Task requirements: Pick out the lines below that contain the string "problemName" and copy them all.

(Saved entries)
::::::

PR #826, opened 2020-07-03
PLANNER-1921 Increase test coverage for solver configs

rsynek:
Please note that JAXB changes the order of sibling elements - based on the position of corresponding fields in the class. It matters only for serialization. During deserialization, JAXB does not care about the order of sibling elements (unless told otherwise).


rsynek:
@mbiarnes Hi Michael, it seems the new PR check job was not triggered. Could you please advise what might be the issue?

rsynek:
Jenkins retest this

PR #832, opened 2020-07-09
Build optaplanner-core in optaplanner-persistence-jpa CI

cuijulian:
Jira: https://issues.redhat.com/browse/PLANNER-2049

Accounts for `optaplanner-core` api and version changes by building it before running `optaplanner-persistence-jpa` CI container tests.

### DIFF
--- a/.github/workflows/jpa_integration_ci.yml
+++ b/.github/workflows/jpa_integration_ci.yml
@@ -49,4 +49,4 @@ jobs:
 
       # Builds the JPA module and runs tests in a PostgreSQL container
       - name: Build with Maven
-        run: cd optaplanner-persistence/optaplanner-persistence-jpa && mvn -B clean install -Ppostgresql ${{ env.MVN_CONNECTION_PROPS }}
+        run: mvn -B clean install -pl :optaplanner-persistence-jpa -am -Ppostgresql ${{ env.MVN_CONNECTION_PROPS }}


.github/workflows/jpa_integration_ci.yml
```diff
@@ -47,6 +47,10 @@ jobs:
         with:
           java-version: 11
 
+      # Builds optaplanner-core which optaplanner-persistence-jpa depends on, in case of changes
+      - name: Build optaplanner-core
```
ge0ffrey, line 51: 1) this should include all modules before optaplanner-persistence-jpa, including optaplanner-parent, optaplanner-bom, optaplanner-build-parent, optaplanner-persistence-common, ...
2) This is brittle: if we rename one of those modules or add one or remove one, it is broken.

Luckily, there is a fix, I think: when building with maven from the root of the repository, there is a command line argument to build a specific module (optaplanner-persistence-jpa) and anything that _needs_ to be build before it (so anything it depends on). That would ideal.

ge0ffrey: Here's that proposal: https://stackoverflow.com/a/3899772/472109

rsynek: Nice, I was not aware of this `-am` option. Thanks!

cuijulian: This is exactly what I'm looking for. Thanks @ge0ffrey for the tip! According to this [article on Maven advanced options](https://blog.sonatype.com/2009/10/maven-tips-and-tricks-advanced-reactor-options/) you can also specify projects that depend on the project list with `-amd, --also-make-dependents`.

cuijulian:
Jenkins retest this

PR #833, opened 2020-07-10
PLANNER-2061 Remove solution and a cloner from benchmark results

rsynek:
Tested with the benchmark aggregator on VRP benchmark config.

### DIFF
--- a/optaplanner-benchmark/src/main/java/org/optaplanner/benchmark/impl/loader/InstanceProblemProvider.java
+++ b/optaplanner-benchmark/src/main/java/org/optaplanner/benchmark/impl/loader/InstanceProblemProvider.java
@@ -16,17 +16,22 @@
 
 package org.optaplanner.benchmark.impl.loader;
 
+import java.util.Objects;
+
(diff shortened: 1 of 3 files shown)


rsynek:
@ge0ffrey pushing one unrelated commit because GitHub actions do not work on this branch yet.

optaplanner-benchmark/src/main/java/org/optaplanner/benchmark/impl/loader/InstanceProblemProvider.java
```diff
@@ -57,22 +62,24 @@ public void writeSolution(Solution_ solution, SubSingleBenchmarkResult subSingle
...
     @Override
     public int hashCode() {
-        return problem.hashCode();
+        return Objects.hash(problemName, problem, solutionCloner);
     }
 
     @Override
     public String toString() {
-        return problem.toString();
+        return problem != null ? problem.toString() : problemName;
```
ge0ffrey, line 82: This should probably just return problemName instead of problem.toString(), already before this change too. wdyt?

ge0ffrey:
Good to merge.

PR #824, opened 2020-07-02
PLANNER-1996: Enable dependency check

yurloc:
Use maven-dependency-plugin to fail the build if any used undeclared
or unused declared dependencies are found.

The plugin is configured to ignore non-compile dependencies. This avoids
having to ignore runtime and test-runtime dependencies individually.

Explanation:
- The plugin cannot detect if a declared runtime dependency is unused.
- The plugin cannot detect if an undeclared runtime dependency is used
  transitively. It is contributor's responsibility to declare runtime
  dependencies even though they are provided transitively.
- Missing runtime dependencies should be detected by tests. It's
  contributor's responsibility to write tests using runtime dependencies
  or to document why a runtine dependency is declared in case it
  cannot be covered by tests.
- The plugin will detect unused declared compile-scope dependencies.
- The plugin will detect used undeclared (transitive) compile-scope
  dependencies.

Exception: Spring Boot Starters are designed to provided transitive
dependencies. So the OptaPlanner Spring Boot Starter is allowed to have
unused declared dependencies and projects depending on Starters are not
checked at all. The same applies for Quarkus integration modules.

PR #835, opened 2020-07-14
Depend on Kogito Drools instead of Drools 7

ge0ffrey:
- [X] Depend optaplanner-core on kogito-drools

- [X] Remove junit 4 relics

- [x] adjust quarkus integration accordingly

### DIFF
--- a/optaplanner-benchmark/pom.xml
+++ b/optaplanner-benchmark/pom.xml
@@ -29,10 +29,6 @@
   <dependencies>
     <!-- Internal dependencies -->
     <dependency>
-      <groupId>org.kie</groupId>
-      <artifactId>kie-api</artifactId>
-    </dependency>
-    <dependency>
       <groupId>org.optaplanner</groupId>
       <artifactId>optaplanner-core</artifactId>
     </dependency>
@@ -59,17 +55,6 @@
     <dependency>
       <groupId>org.optaplanner</groupId>
       <artifactId>optaplanner-persistence-jaxb</artifactId>
-    </dependency>
-    <dependency>
-      <groupId>org.drools</groupId>
-      <artifactId>drools-core</artifactId>
-      <scope>runtime</scope>
-    </dependency>
-    <dependency>
-      <groupId>org.drools</groupId>
-      <artifactId>drools-compiler</artifactId>
-      <type>test-jar</type>
-      <scope>test</scope>
     </dependency>
 
     <!-- External dependencies -->
--- a/optaplanner-build-parent/pom.xml
+++ b/optaplanner-build-parent/pom.xml
@@ -112,6 +112,11 @@
       </dependency>
       <dependency>
         <groupId>org.kie.kogito</groupId>
+        <artifactId>drools-core-static</artifactId>
+        <version>${version.org.kie.kogito}</version>
+      </dependency>
+      <dependency>
+        <groupId>org.kie.kogito</groupId>
         <artifactId>drools-decisiontables</artifactId>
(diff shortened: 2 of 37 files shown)


optaplanner-build-parent/pom.xml
```diff
@@ -19,8 +19,8 @@
     <!-- Dependencies -->
     <!-- ************************************************************************ -->
 
-    <!-- SNAPSHOT dependency versions -->
-    <version.org.kie>7.40.0-SNAPSHOT</version.org.kie>
+    <!-- SNAPSHOT and KIE dependency versions -->
+    <version.org.kie.kogito>0.11.1</version.org.kie.kogito>
```
triceo, line 23: 0.12 is out already.

optaplanner-persistence/optaplanner-persistence-jpa/src/test/java/org/optaplanner/persistence/jpa/impl/AbstractScoreJpaTest.java
```diff
@@ -14,7 +14,7 @@
  * limitations under the License.
  */
 
-package org.optaplanner.persistence.jpa;
+package org.optaplanner.persistence.jpa.impl;
```
triceo, line 17: Although I don't have anything against this change, I don't see how it's related to the stated goal of this PR.

optaplanner-build-parent/pom.xml
triceo: Also, we should discuss how we become part of the Kogito train.
(Not for this PR though.)

optaplanner-benchmark/pom.xml
```diff
@@ -28,10 +28,6 @@
 
   <dependencies>
     <!-- Internal dependencies -->
-    <dependency>
```
rsynek, line 31: There will be a conflict with https://github.com/kiegroup/optaplanner/pull/824

optaplanner-persistence/optaplanner-persistence-jpa/src/test/java/org/optaplanner/persistence/jpa/impl/AbstractScoreJpaTest.java
rsynek: It comes from the same commit as the rest of the changes, so it will stay like that in the git history. Could we at least make it a separate commit?

optaplanner-build-parent/pom.xml
ge0ffrey: Upgraded to 0.12. Yes, we must become part of the kogito release train before September. Ideally, the fix their drools 7 dependency issue first.

optaplanner-persistence/optaplanner-persistence-jpa/src/test/java/org/optaplanner/persistence/jpa/impl/AbstractScoreJpaTest.java
ge0ffrey: Sorry about that. Next time I'll make it a separate commit, but sorting that out now for a git history that few people look at, isn't worth the hassle, I 'd argue.

optaplanner-benchmark/pom.xml
ge0ffrey: Yes, unfortunate. Feel free to add to tomorrow's meeting if there's way to avoid this.

triceo:
Jenkins did not pass, but that's expected these days.

PR #836, opened 2020-07-15
PLANNER-2034 Use jakarta EE API for JAXB

rsynek:
- switches to jakarta.xml.bind:jakarta.xml.bind-api
- ecxludes any dependency that brings duplicate classes (ban-duplicated-classes enforce check must pass)

### DIFF
--- a/optaplanner-persistence/optaplanner-persistence-jpa/pom.xml
+++ b/optaplanner-persistence/optaplanner-persistence-jpa/pom.xml
@@ -53,10 +53,15 @@
       <groupId>org.hibernate</groupId>
       <artifactId>hibernate-core</artifactId>
       <exclusions>
-        <!-- Clash with jakarta.activation:jakarta.activation-api -->
+        <!-- Duplicates classes of jakarta.activation:jakarta.activation-api -->
         <exclusion>
           <groupId>javax.activation</groupId>
           <artifactId>javax.activation-api</artifactId>
+        </exclusion>
+        <!-- Duplicates classes of jakarta.xml.bind:jakarta.xml.bind-api -->
+        <exclusion>
+          <groupId>javax.xml.bind</groupId>
+          <artifactId>jaxb-api</artifactId>
         </exclusion>
       </exclusions>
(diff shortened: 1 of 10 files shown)


rsynek:
> Although I would have thought that Quarkus have their dependencies in order, this exclusion business is a mess.

I agree. @ge0ffrey told me the Quarkus team has switching to Jakarta API artifacts on their radar, so hopefully, we can get rid of these exclusions soon.

rsynek:
Regarding Quarkus getting rid of the jboss spec api: https://github.com/quarkusio/quarkus/issues/1394.

rsynek:
Available PR checks passed, locally the enforcer plugin's checks passed too. Merging.

optaplanner-persistence/optaplanner-persistence-jpa/pom.xml
```diff
@@ -53,11 +53,16 @@
...
+        <!-- Duplicates classes of jakarta.activation:jakarta.activation-api -->
         <exclusion>
           <groupId>javax.activation</groupId>
           <artifactId>javax.activation-api</artifactId>
         </exclusion>
+        <!-- Duplicates classes of jakarta.xml.bind:jakarta.xml.bind-api -->
+        <exclusion>
+          <groupId>javax.xml.bind</groupId>
+          <artifactId>jaxb-api</artifactId>
+        </exclusion>
```
ge0ffrey, line 65: Can we avoid duplicating the exclusions by doing them in the optaplanner-build-parent?

rsynek: Got the same question from Lukas. The answer is both yes and no:

The vast majority of the exclusions come from `io.quarkus` artifacts. If we define the exclusions in dependency management, we have to define a version of every such `io.quarkus` artifact. Effectively, we duplicate (and potentially) override the version coming from quarkus BOM.

For this reason, I would rather keep the exclusions at individual dependencies. Chances are there will be much less of them after #824 is merged.

PR #837, opened 2020-07-16
Move sonar project binding properties to root

rsynek:


rsynek:
SonarCloud is back -> merging

PR #839, opened 2020-07-16
PLANNER-1997 Spring Boot starter doesn't detect @Planning annotations when they are in abstract classes or interfaces

ge0ffrey:
Also adds test coverage for this bug, both for our Spring Boot Starter and our Quarkus Extension.

### DIFF
--- a/optaplanner-integration/optaplanner-spring-boot-autoconfigure/src/test/java/org/optaplanner/spring/boot/autoconfigure/chained/domain/TestdataChainedSpringSolution.java
+++ b/optaplanner-integration/optaplanner-spring-boot-autoconfigure/src/test/java/org/optaplanner/spring/boot/autoconfigure/chained/domain/TestdataChainedSpringSolution.java
@@ -1,0 +1,69 @@
+/*
+ * Copyright 2020 Red Hat, Inc. and/or its affiliates.
+ *
+ * Licensed under the Apache License, Version 2.0 (the "License");
+ * you may not use this file except in compliance with the License.
+ * You may obtain a copy of the License at
+ *
+ *      http://www.apache.org/licenses/LICENSE-2.0
+ *
+ * Unless required by applicable law or agreed to in writing, software
+ * distributed under the License is distributed on an "AS IS" BASIS,
+ * WITHOUT WARRANTIES OR CONDITIONS OF ANY KIND, either express or implied.
+ * See the License for the specific language governing permissions and
+ * limitations under the License.
+ */
+
+package org.optaplanner.spring.boot.autoconfigure.chained.domain;
+
+import java.util.List;
+
+import org.optaplanner.core.api.domain.solution.PlanningEntityCollectionProperty;
+import org.optaplanner.core.api.domain.solution.PlanningScore;
+import org.optaplanner.core.api.domain.solution.PlanningSolution;
+import org.optaplanner.core.api.domain.solution.ProblemFactCollectionProperty;
+import org.optaplanner.core.api.domain.valuerange.ValueRangeProvider;
+import org.optaplanner.core.api.score.buildin.simple.SimpleScore;
+
+@PlanningSolution
+public class TestdataChainedSpringSolution {
+
+    @ProblemFactCollectionProperty
+    @ValueRangeProvider(id = "chainedAnchorRange")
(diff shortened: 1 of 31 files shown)


rsynek:
Will take a look tomorrow morning, if that's ok.

triceo:
Personally, I don't like this.
This is a bug in Spring, not in our code. (As evidenced by the fact that we need to implant Spring code to fix it.)
The fix increases our maintenance burden, as opposed to making Spring accountable for their own.
If it were my decision, I'd detect this situation and fail fast with a clear explanation of where the bug is, and what the workaround is.

optaplanner-integration/optaplanner-spring-boot-autoconfigure/src/test/java/org/optaplanner/spring/boot/autoconfigure/chained/domain/TestdataChainedSpringSolution.java
```diff
@@ -0,0 +1,69 @@
...
+
+import org.optaplanner.core.api.domain.solution.PlanningEntityCollectionProperty;
+import org.optaplanner.core.api.domain.solution.PlanningScore;
+import org.optaplanner.core.api.domain.solution.PlanningSolution;
+import org.optaplanner.core.api.domain.solution.ProblemFactCollectionProperty;
+import org.optaplanner.core.api.domain.valuerange.ValueRangeProvider;
+import org.optaplanner.core.api.score.buildin.simple.SimpleScore;
+
+@PlanningSolution
+public class TestdataChainedSpringSolution {
```
rsynek, line 29: Naming: is it really a Spring-specific test domain or is it a domain with annotation on an interface?

ge0ffrey: It's a testdata (= test domain) specifically for Spring. We can't reuse the normal TestdataSolution etc because it needs to be located in the package that spring scans.

ge0ffrey:
> Personally, I don't like this.

Me neither, but it's the lesser evil.

> This is a bug in Spring, not in our code. (As evidenced by the fact that we need to implant Spring code to fix it.)

See Stéphane Nicole, of the Spring Boot team's answer here:
  https://stackoverflow.com/a/62936555/472109
We're doing exactly what he recommends. Wether it's a bug or an API gap is debatable. I think it's an API gap.

> The fix increases our maintenance burden, as opposed to making Spring accountable for their own.

Yes. If we truly believe that we should submit a PR on spring-boot to make the EntityScanner more flexible, so we don't duplicate the code once that's released. I'll take a look at that.

> If it were my decision, I'd detect this situation and fail fast with a clear explanation of where the bug is, and what the workaround is.

1) That would kill most VRP etc use cases out of the box without a solver config on Spring. This is a bug that was reported at least twice in a little time the spring boot starter is out. In both cases, it failed silently because the Standstill interface wasn't registered, so in both cases the real cause was hard to determine: shadow variables simply didn't behave correctly. This _burns_ new users. (a burned user poisons other users against our project)
2) Detecting it and failing fast would pretty much require the same code.

We need to merge this, but I 'll submit a PR upstream so at least we have a good chance of getting rid of this dirtyness over time.

optaplanner-integration/optaplanner-spring-boot-autoconfigure/src/test/java/org/optaplanner/spring/boot/autoconfigure/chained/domain/TestdataChainedSpringSolution.java
ge0ffrey: What name do you think would be better?

rsynek: We test a specific situation - annotations on an interface. How about `TestdataChainedAnnotatedInterface*`?

ge0ffrey:
jenkins retest this

rsynek:
@ge0ffrey would you mind rebasing on the current master branch? It seems GH actions still fail on the dependency:analyze due to undeclared dependency on XStream, which has been already resolved on the master branch.

PR #840, opened 2020-07-17
PLANNER-2066 Remove any presence of XStream from SolverConfig and BenchmarkConfig

rsynek:
Let's pay XStream our last respects.

Note: XStream is still used by the optaplanner-examples and optaplanner-persistence-xstream. I will check if we still can get warnings about illegal reflection access from there.


rsynek:
SonarCloud:
- 1 code smell resolved, others waived
- the uncovered lines are mostly getters/setters

triceo:
@rsynek FYI I just realized that `investment` and `scrabble` examples can not be benchmarked anymore. They have no `SolutionIO` impl and the benchmarker doesn't like it to be null. Can you please fix that?

PR #1768, opened 2022-01-10
PLANNER-2626, PLANNER-2624: Fix inherited benchmark config

Christopher-Chianelli:
### JIRA

https://issues.redhat.com/browse/PLANNER-2624
https://issues.redhat.com/browse/PLANNER-2626

### Checklist

<details>
<summary>
</summary>

</details>

<details>
<summary>
</summary>

</details>

### DIFF
--- a/optaplanner-core/src/main/java/org/optaplanner/core/config/solver/termination/TerminationConfig.java
+++ b/optaplanner-core/src/main/java/org/optaplanner/core/config/solver/termination/TerminationConfig.java
@@ -520,7 +520,6 @@ public class TerminationConfig extends AbstractConfig<TerminationConfig> {
     @XmlTransient
     public boolean isConfigured() {
         return terminationClass != null ||
-                terminationCompositionStyle != null ||
                 spentLimit != null ||
                 millisecondsSpentLimit != null ||
                 secondsSpentLimit != null ||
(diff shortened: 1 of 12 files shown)


Christopher-Chianelli:
Note: currently does not inherit the score calculation method, since different benchmarks might use different score calculation methods. Debating how it should be inherited.

triceo:
I'm thinking that we should:

- Inherit everything, it's inheritance after all.
- But then remove some things that do not make sense to be inherited. (Such as if I decided to use different phases; currently, they are just added at the end of the existing list.)

We can discuss tomorrow.

triceo:
(Question: what does the normal benchmarker do? We should do the same, or if it has the same bug, fix it there too.)

triceo (changes requested):
We should completely solve the inheritance issue before we merge.

optaplanner-core/src/main/java/org/optaplanner/core/config/solver/termination/TerminationConfig.java
```diff
@@ -520,21 +520,27 @@ public Long calculateUnimprovedTimeMillisSpentLimit() {
     @XmlTransient
     public boolean isConfigured() {
         return terminationClass != null ||
+                terminationCompositionStyle != null ||
```
triceo, line 523: Does this mean that termination is configured? Having just the composition style and nothing else still means there is no actual termination, right?

Christopher-Chianelli: It was missing scoreCalculationCount before, so I copied and pasted all fields in prop order. I think in most cases, if at least one property is set, then there a high probability that an actual termination property is set. `isConfigured` returning true does not guarantee it will terminate. So either, we pick a subset of properties, increasing maintenance cost (since we need to know if a missing property should be checked or not), or we include everything, reducing maintenance cost but allowing some unconfigured termination to return true.

triceo: @Christopher-Chianelli That is an interesting trade-off. In my opinion, we should prefer correctness over maintenance costs. In order words: we should only improve maintenance costs if the code is already correct.

Assuming we can centralize this logic in a single place, I vote that we reduce the set of null checks to just the actual terminations. After that, I think this can be merged.

triceo (approved):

::::::

Task solution:
+        return Objects.hash(problemName, problem, solutionCloner);
+        return problem != null ? problem.toString() : problemName;
ge0ffrey, line 82: This should probably just return problemName instead of problem.toString(), already before this change too. wdyt?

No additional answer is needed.